Similarly, Japanese sources report an unnamed general as central to secret talks to arrange Prime Minister Junichiro Koizumi’s visit last September. Amid the debris of that abortive initiative, this figure told his Japanese counterpart: “At worst, you may lose your job” and drew his hand across his throat.

Whatever an individual’s fate, there are many signs of the KPA’s new clout overall. Formally, the revised 1998 constitution made the military-dominated National Defence Commission the highest state body, above the cabinet. Kim Jong-il rules North Korea as NDC chairman. An “army-first” policy is proclaimed; last year the army even replaced the proletariat as officially the core force of the revolution. Theory and practice point the same way. North Korea’s hard line on many issues is widely attributed (including by some DPRK diplomats, sotto voce) to military veto. The KPA would have much to lose from an outbreak of peace on the peninsula.

Besides Jo, the two main military figures are defence minister Kim Il-chol (69), a navy man, and chief of staff Kim Yong-jun (66 or 70; sources vary). Both have shot up the ranks, at the expense of others like O Guk-ryol, chief of staff in the late 1980s who was seen then as Kim Jong-il’s key ally in the KPA.

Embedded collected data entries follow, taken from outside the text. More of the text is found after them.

PR #959, opened 2023-06-16
Fix nvml error discovery in log

Crola1702:
`nvml error: driver/library version mismatch` was missing a `:` character in the `regexpForRerun` attribute. This PR adds that character

I also moved the "# BEGIN SECTION: NVIDIA MISMATCH RECOVERY" to the real section where the recovery is made, replacing the original message with "Checking if nvidia mismatch error is present in log" for debug processes

### DIFF
--- a/jenkins-scripts/dsl/_configs_/OSRFUNIXBase.groovy
+++ b/jenkins-scripts/dsl/_configs_/OSRFUNIXBase.groovy
@@ -53,11 +53,12 @@ class OSRFUNIXBase extends OSRFBase
                   def node = build.getBuiltOn()
                   def old_labels = node.getLabelString()
 
-                  println("# BEGIN SECTION: NVIDIA MISMATCH RECOVERY")
+                  println("Checking if nvidia mismatch error is present in log")
                   if (!(build.getLog(1000) =~ "nvml error: driver/library version mismatch")) {
                     println(" NVIDIA driver/library version mismatch not detected in the log - Not performing any recovery automatic recovery step")
                     return 1;
                   } else {
+                    println("# BEGIN SECTION: NVIDIA MISMATCH RECOVERY")
                     try {
                       println(" PROBLEM: NVIDIA driver/library version mismatch was detected in the log. Try to automatically resolve it:")
                       println("Removing labels and adding 'recovery-process' label to node")
@@ -85,7 +86,7 @@ class OSRFUNIXBase extends OSRFBase
     // Add the new regex to naginator tag
     // There is no need to specify checkRegexp and maxSchedule because they are the default values
     HelperRetryFailures.create(job, [
-      regexpForRerun: "nvml error driver/library version mismatch",
+      regexpForRerun: "nvml error: driver/library version mismatch",
       delay: 70
     ])
   }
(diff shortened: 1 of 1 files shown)


jenkins-scripts/dsl/_configs_/OSRFUNIXBase.groovy
```diff
@@ -53,11 +53,12 @@ class OSRFUNIXBase extends OSRFBase
                   def node = build.getBuiltOn()
                   def old_labels = node.getLabelString()
 
-                  println("# BEGIN SECTION: NVIDIA MISMATCH RECOVERY")
```
claraberendsen, line 56: (nit) I think is worthwhile to add a section to say that it's a postbuild recovery process. Maybe something in the lines of `#BEGIN SECTION: ATTEMPTING TO RECOVER FROM FAILURE`

jenkins-scripts/dsl/_configs_/OSRFUNIXBase.groovy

The crucial question of the Dear Leader’s precise relations with the military remains unclear. Many must have resented his being foisted on them, without any military experience, as commander-in-chief, his first official role. Then again, the success of his succession (so to say) was not predetermined; this testifies to his own political skills, even after paternal protection ceased. So he might have tamed the KPA – or have they tamed him? He has certainly promoted generals en masse and lavished gifts to buy their loyalty. It is just not known whether the current crisis reflects their stubbornness, or the limits of his horizons.

All change?

What next for North Korea’s political elite? At a well-lubricated lunch in happier times two summers ago, Kim Jong-il told visiting South Korean press magnates that a KWP congress would be held that autumn (it was not), which could remove a clause pledging it to communize South Korea. But there was a problem: “Among the top officials…are several who worked with President Kim Il-sung, so I find it’s difficult to revise. If the platform is changed, a lot of officials here will have to quit their posts. Some may claim that if I initiate the revision of the platform, I am trying to purge my opponents”. The laughter around the table was nervous.

Will there ever be another KWP congress? Maybe it is neither necessary to Kim Jong-il – nor possible for fear that desperation might unleash real debate over the country’s tragic trajectory. Many in Pyongyang must dread their future. If debate between hawks and reformers is barely audible, this reflects not only fear of getting out of line, but a shared stark awareness that they might all sink together.

If and when real change begins, by whatever means, then the chances of it evolving into a complete unravelling of the regime and state as such grow ever greater. Who, in 2003, would even want to save the foul shell that the DPRK has become? And how could they do it? But North Korea’s eventual agents of change, be they KPA colonels or workers goaded beyond endurance by hunger, still have no names that we yet know.